Kernels do the index cicling differently.
So every case the same test but definitely different results based on the going over algorithm. The best on CPU perform badly on GPU (more than 10 times), best on GPU perform like 30 times worse on CPU. In this scenarios we didn’t even use CUDA.const also. So I believe this is really important. Also worth noting we observed this moment: Slow SUM on 2D which is another 2-10x speed diff. This is for me like a well written code can run like I would have 10-100 GPU.

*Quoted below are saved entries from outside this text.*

Issue #682, opened 2019-11-04
`rio weight` shouldn't change other svc weights


cbron:
Weight without percentage should change spec exactly. Example: If we have 2 services both at 50%, if I call `rio weight svc-b=20`, it should move only svc-b to 20, and not touch svc-a. 

Weight with percentage should change weight relative. Example: If we have 2 services both at 50%, if I call `rio weight svc-b=75%`, then the service should move to 150%. svc-a should not change. 

And fix tests

cbron:
Available to test in v0.6.0-alpha3

izaac:
This is working as described in this issue in the latest `rio v0.6.0-alpha.3`

cbron:
Follow up changes: 

* Weights should be normalized in `rio ps`
* Interval should be normalized
* Interval/Increment should default to 0

izaac:
For the scope of this issue this is passing in `rio v0.6.0-alpha.4`

izaac:
Current behavior is as of `rio v0.6.0-alpha.4`:

> In the backend, the weight command still only edits a single version so it goes up and all others stay as-is. But when you do `rio ps` those should all equal 100%
> 
> The exception to that is when you set any version to 100% with either weight or promote, it will send that version to 100% and all others will get edited back to 0. Because its impossible to be 100% if another version has any weight.

Closing as we're meeting this requirement and this is how weights is behaving at the moment.

PR #695, opened 2019-11-05
Weight cmd calcs percentage on single version

cbron:
Issue: https://github.com/rancher/rio/issues/682


cli/cmd/weight/weight.go
```diff
@@ -78,47 +59,69 @@ func scaleAndAllocate(ctx *clicontext.CLIContext, args []string, pause bool, inc
...
+	serviceName, scaleStr := kv.Split(arg, "=")
+	scaleStr = strings.TrimSuffix(scaleStr, "%")
+	if scaleStr == "" {
+		return serviceName, 0, errors.New("weight params must be in the format of SERVICE=WEIGHT, for example: myservice=10% or myservice=20")
+	}
+	scale, err := strconv.Atoi(scaleStr)
+	if err != nil {
+		return serviceName, scale, fmt.Errorf("failed to parse %s: %v", arg, err)
+	}
+	if scale > 100 {
```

So I would say, the kernelabstraction should help with indexing as it is definitely something that could be improved yet. But I will be able to post later on on this topic only

Marcell_Havlik · January 23, 2022, 3:42pm

To get back to topic…
I really want to konw if these 6 function would be a good way to do the initialization if I don’t use the dagger.jl yet. I don’t know if there is a package who already made a dot to the end of this question.